Copy each line below exactly.
§ §
PR #3262, opened 2022-05-11

akohlmey:
**Summary**

Various small changes and fixes

**Author(s)**

Axel Kohlmeyer, Temple U

**Licensing**

**Backward Compatibility**

N/A

**Implementation Notes**

- make `Output::add_dump()` return a pointer to the created dump
- make "write_dump" use `Output::add_dump()` this avoids segfaults with some dump_modify options
- fix "write_dump" internal dump style creation every option to avoid bogus "fix not computed at compatible times" errors
- fix out-of-bounds access bug with custom keywords for dump style cfg (detected by MSVC only!)
- refactor processing of arguments for hybrid styles to be similar to pair style hybrid
- arguments to bond/angle/dihedral/improper styles that don't use arguments are no longer silently ignored
- fix some minor documentation issues
- add "creator:" tag to YAML dump style
- correctly handle the case that the PyYAML module is not installed in the LAMMPS python module and the unit tests
- request that libyaml-cpp is always build as a static library so it won't need to be installed whan LAMMPS is installed
- request that the MDI library is always built with position independent code
- apply clang-tidy fixes to recently modified code and files that have been previously not included in "tidying"
- update singularity definition files for CUDA 11.6 and ROCm 5.1.2

**Post Submission Checklist**


src/DPD-REACT/random_external_state.h
```diff
@@ -111,7 +111,7 @@ int es_rand(es_RNG_t &state_)
 LAMMPS_INLINE
 double es_drand(es_RNG_t &state_)
 {
-  return 1.0 * es_urand64(state_) / MAX_URAND64;
+  return static_cast<double>(es_urand64(state_) / MAX_URAND64);
```
akohlmey: are you sure this should not be?
```
static_cast<double>(es_urand64(state_)) / MAX_URAND64;
```

stanmoore1: @akohlmey Good point, I tweaked the change a little, trying to fix this warning:

```
../random_external_state.h:114:52: warning: implicit conversion from 'const uint64_t' (aka 'const unsigned long') to 'double' changes value from 18446744073709551614 to 18446744073709551616 [-Wimplicit-const-int-float-conversion]
  return static_cast<double>(es_urand64(state_)) / MAX_URAND64;
                                                 ~ ^~~~~~~~~~~
  ```

stanmoore1: Done--thanks

stanmoore1 (approved):
I approve

sjplimp (approved):

PR #3267, opened 2022-05-15
Added Python wrapper that handles rotations to and from LAMMPS frame

athomps:
**Summary**

Added a Python wrapper for silicon elastic constant calculation that shows how to rotate to and from LAMMPS coordinate frame (upper-triangular cell matrix)

**Related Issue(s)**

None

**Author(s)**

Aidan Thompson, Germain Clavier

**Licensing**

**Backward Compatibility**

**Implementation Notes**

Uses basic linear transformations, including some Numpy code from FitSNAP (fitsnap3/scrapers/scrape.py) 

**Post Submission Checklist**


athomps:
Thanks @Bibobu @charlessievers

examples/ELASTIC_T/BORN_MATRIX/Silicon/elastic.py
```diff
@@ -0,0 +1,113 @@
...
+from __future__ import print_function
+import sys
+from elastic_utils import *
+
+np.set_printoptions(precision = 3, suppress=True)
+
+# setup MPI, if wanted
+me = 0
+# uncomment this if running in parallel via mpi4py
+from mpi4py import MPI
```
akohlmey, line 20: This can be made more portable by using `lammps.extract_setting("world_rank")` and `lammps.extract_setting("world_size")` from the LAMMPS python module which will make loading mpi4py directly redundant and should also work in parallel without mpi4py for as long as no MPI communicator needs to be passed from python to LAMMPS. Please see:
https://docs.lammps.org/Python_module.html#lammps.lammps.extract_setting
https://docs.lammps.org/Library_properties.html#_CPPv422lammps_extract_settingPvPKc

athomps: That's nice to know. I added it.

sjplimp (approved):

sjplimp:
@athomps Possibly a more general form of this script could be added to lammps/tools/python?  E.g. to rotate a box + atoms for an arbitrary triclinic box into a LAMPMS-compatible one?

akohlmey:
> @athomps Possibly a more general form of this script could be added to lammps/tools/python? E.g. to rotate a box + atoms for an arbitrary triclinic box into a LAMPMS-compatible one?

Rather than having a standalone script, I would suggest to add this to the lammps/python/lammps/ folder, e.g. in a "transforms.py" file, so it will become part of the LAMMPS python module. @rbberger had already moved a parser for logfiles there as "formats.py". The motivation behind this would be to eventually make Pizza.py obsolete and instead have reusable functionality updated of re-implemented and included in the LAMMPS module directly and thus avoiding having to maintain two different software packages that are closely connected.
Adding components to the LAMMPS python module would also make it much easier to add unit testing since the infrastructure for that is already in place.

sjplimp:
interesting suggestion for lammps/python/lammps - I didn't mean to say that this new script should be based on Pizza.py which I now see is the case for other scripts in tools/python.  Though it might be a convenient way to output the results of transform.py.  Rather that in the tools dir there are many dirs that contain python scripts related to LAMMPS.  It may be easier for users to find and use some of them if they are standalone scripts.  E.g. there could be a new tools/transform dir with a transform.py in it.

PR #3264, opened 2022-05-12
Add Kokkos version of ML-PACE

stanmoore1:
**Summary**

Add Kokkos version of ML-PACE. This version gives reasonable starting performance on the GPU: a single V100 GPU is about 2x faster than a full Intel Broadwell CPU node (36 cores), but this code is not yet as optimized as the Kokkos version of SNAP on the GPU. Further optimizations such as using shared memory on the GPU will be explored in the future. When running on the CPU, the Kokkos code falls back to the non-Kokkos version (same as SNAP). 

**Related Issue(s)**

None

**Author(s)**

Stan Moore (SNL), with helpful discussions with Evan Weinberg (NVIDIA) @weinbe2, and Yury Lysogorskiy (ICAMS) 
@yury-lysogorskiy

**Licensing**

By submitting this pull request, I agree, that my contribution will be included in LAMMPS and redistributed under either the GNU General Public License version 2 (GPL v2) or the GNU Lesser General Public License version 2.1 (LGPL v2.1).

**Backward Compatibility**

Yes

PR #3273, opened 2022-05-18
Initial refactor of view allocation in Kokkos package

stanmoore1:
**Summary**

Initial refactor of view allocation in Kokkos package to use convenient `MemoryKokkos` helper functions. This prevents double allocations when realloc'ing, reducing memory footprint in pair styles that use a lot of memory (SNAP, ReaxFF), and also prevents unnecessary view initialization.

**Related Issue(s)**

Started in #3264.

**Author(s)**

Stan Moore (SNL)

**Licensing**

**Backward Compatibility**

Yes

### DIFF
--- a/src/KOKKOS/memory_kokkos.h
+++ b/src/KOKKOS/memory_kokkos.h
@@ -284,7 +284,6 @@ template <typename TYPE>
 static void realloc_kokkos(TYPE &data, const char *name, int n1)
 {
   data = TYPE();
-  assert(data.use_count() == 0);
   data = TYPE(Kokkos::NoInit(std::string(name)),n1);
 }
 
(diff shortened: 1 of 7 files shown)


athomps (approved):
I approve.

akohlmey:
@stanmoore1 how strongly do you feel about having this merged before the stable vs. after?

I am already a bit concerned about the Kokkos update since it seemed to have more ripples than usual.
If you have some time, we should also discuss a few more things that are on my mind wrt to the stable release and KOKKOS that are probably easier to deal with over phone, or zoom.

stanmoore1:
>@stanmoore1 how strongly do you feel about having this merged before the stable vs. after?

It reduces memory footprint in SNAP and ReaxFF so it would be nice to have in the stable release but I'm not dead set on it. Can continue the discussion offline.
§ §
-- Written response --
PR #3262, opened 2022-05-11

akohlmey:
**Summary**

Various small changes and fixes

**Author(s)**

Axel Kohlmeyer, Temple U

**Licensing**

**Backward Compatibility**

N/A

**Implementation Notes**

- make `Output::add_dump()` return a pointer to the created dump
- make "write_dump" use `Output::add_dump()` this avoids segfaults with some dump_modify options
- fix "write_dump" internal dump style creation every option to avoid bogus "fix not computed at compatible times" errors
- fix out-of-bounds access bug with custom keywords for dump style cfg (detected by MSVC only!)
- refactor processing of arguments for hybrid styles to be similar to pair style hybrid
- arguments to bond/angle/dihedral/improper styles that don't use arguments are no longer silently ignored
- fix some minor documentation issues
- add "creator:" tag to YAML dump style
- correctly handle the case that the PyYAML module is not installed in the LAMMPS python module and the unit tests
- request that libyaml-cpp is always build as a static library so it won't need to be installed whan LAMMPS is installed
- request that the MDI library is always built with position independent code
- apply clang-tidy fixes to recently modified code and files that have been previously not included in "tidying"
- update singularity definition files for CUDA 11.6 and ROCm 5.1.2

**Post Submission Checklist**


src/DPD-REACT/random_external_state.h
```diff
@@ -111,7 +111,7 @@ int es_rand(es_RNG_t &state_)
 LAMMPS_INLINE
 double es_drand(es_RNG_t &state_)
 {
-  return 1.0 * es_urand64(state_) / MAX_URAND64;
+  return static_cast<double>(es_urand64(state_) / MAX_URAND64);
```
akohlmey: are you sure this should not be?
```
static_cast<double>(es_urand64(state_)) / MAX_URAND64;
```

stanmoore1: @akohlmey Good point, I tweaked the change a little, trying to fix this warning:

```
../random_external_state.h:114:52: warning: implicit conversion from 'const uint64_t' (aka 'const unsigned long') to 'double' changes value from 18446744073709551614 to 18446744073709551616 [-Wimplicit-const-int-float-conversion]
  return static_cast<double>(es_urand64(state_)) / MAX_URAND64;
                                                 ~ ^~~~~~~~~~~
  ```

stanmoore1: Done--thanks

stanmoore1 (approved):
I approve

sjplimp (approved):

PR #3267, opened 2022-05-15
Added Python wrapper that handles rotations to and from LAMMPS frame

athomps:
**Summary**

Added a Python wrapper for silicon elastic constant calculation that shows how to rotate to and from LAMMPS coordinate frame (upper-triangular cell matrix)

**Related Issue(s)**

None

**Author(s)**

Aidan Thompson, Germain Clavier

**Licensing**

**Backward Compatibility**

**Implementation Notes**

Uses basic linear transformations, including some Numpy code from FitSNAP (fitsnap3/scrapers/scrape.py) 

**Post Submission Checklist**


athomps:
Thanks @Bibobu @charlessievers

examples/ELASTIC_T/BORN_MATRIX/Silicon/elastic.py
```diff
@@ -0,0 +1,113 @@
...
+from __future__ import print_function
+import sys
+from elastic_utils import *
+
+np.set_printoptions(precision = 3, suppress=True)
+
+# setup MPI, if wanted
+me = 0
+# uncomment this if running in parallel via mpi4py
+from mpi4py import MPI
```
akohlmey, line 20: This can be made more portable by using `lammps.extract_setting("world_rank")` and `lammps.extract_setting("world_size")` from the LAMMPS python module which will make loading mpi4py directly redundant and should also work in parallel without mpi4py for as long as no MPI communicator needs to be passed from python to LAMMPS. Please see:
https://docs.lammps.org/Python_module.html#lammps.lammps.extract_setting
https://docs.lammps.org/Library_properties.html#_CPPv422lammps_extract_settingPvPKc

athomps: That's nice to know. I added it.

sjplimp (approved):

sjplimp:
@athomps Possibly a more general form of this script could be added to lammps/tools/python?  E.g. to rotate a box + atoms for an arbitrary triclinic box into a LAMPMS-compatible one?

akohlmey:
> @athomps Possibly a more general form of this script could be added to lammps/tools/python? E.g. to rotate a box + atoms for an arbitrary triclinic box into a LAMPMS-compatible one?

Rather than having a standalone script, I would suggest to add this to the lammps/python/lammps/ folder, e.g. in a "transforms.py" file, so it will become part of the LAMMPS python module. @rbberger had already moved a parser for logfiles there as "formats.py". The motivation behind this would be to eventually make Pizza.py obsolete and instead have reusable functionality updated of re-implemented and included in the LAMMPS module directly and thus avoiding having to maintain two different software packages that are closely connected.
Adding components to the LAMMPS python module would also make it much easier to add unit testing since the infrastructure for that is already in place.

sjplimp:
interesting suggestion for lammps/python/lammps - I didn't mean to say that this new script should be based on Pizza.py which I now see is the case for other scripts in tools/python.  Though it might be a convenient way to output the results of transform.py.  Rather that in the tools dir there are many dirs that contain python scripts related to LAMMPS.  It may be easier for users to find and use some of them if they are standalone scripts.  E.g. there could be a new tools/transform dir with a transform.py in it.

PR #3264, opened 2022-05-12
Add Kokkos version of ML-PACE

stanmoore1:
**Summary**

Add Kokkos version of ML-PACE. This version gives reasonable starting performance on the GPU: a single V100 GPU is about 2x faster than a full Intel Broadwell CPU node (36 cores), but this code is not yet as optimized as the Kokkos version of SNAP on the GPU. Further optimizations such as using shared memory on the GPU will be explored in the future. When running on the CPU, the Kokkos code falls back to the non-Kokkos version (same as SNAP). 

**Related Issue(s)**

None

**Author(s)**

Stan Moore (SNL), with helpful discussions with Evan Weinberg (NVIDIA) @weinbe2, and Yury Lysogorskiy (ICAMS) 
@yury-lysogorskiy

**Licensing**

By submitting this pull request, I agree, that my contribution will be included in LAMMPS and redistributed under either the GNU General Public License version 2 (GPL v2) or the GNU Lesser General Public License version 2.1 (LGPL v2.1).

**Backward Compatibility**

Yes

PR #3273, opened 2022-05-18
Initial refactor of view allocation in Kokkos package

stanmoore1:
**Summary**

Initial refactor of view allocation in Kokkos package to use convenient `MemoryKokkos` helper functions. This prevents double allocations when realloc'ing, reducing memory footprint in pair styles that use a lot of memory (SNAP, ReaxFF), and also prevents unnecessary view initialization.

**Related Issue(s)**

Started in #3264.

**Author(s)**

Stan Moore (SNL)

**Licensing**

**Backward Compatibility**

Yes

### DIFF
--- a/src/KOKKOS/memory_kokkos.h
+++ b/src/KOKKOS/memory_kokkos.h
@@ -284,7 +284,6 @@ template <typename TYPE>
 static void realloc_kokkos(TYPE &data, const char *name, int n1)
 {
   data = TYPE();
-  assert(data.use_count() == 0);
   data = TYPE(Kokkos::NoInit(std::string(name)),n1);
 }
 
(diff shortened: 1 of 7 files shown)


athomps (approved):
I approve.

akohlmey:
@stanmoore1 how strongly do you feel about having this merged before the stable vs. after?

I am already a bit concerned about the Kokkos update since it seemed to have more ripples than usual.
If you have some time, we should also discuss a few more things that are on my mind wrt to the stable release and KOKKOS that are probably easier to deal with over phone, or zoom.

stanmoore1:
>@stanmoore1 how strongly do you feel about having this merged before the stable vs. after?

It reduces memory footprint in SNAP and ReaxFF so it would be nice to have in the stable release but I'm not dead set on it. Can continue the discussion offline.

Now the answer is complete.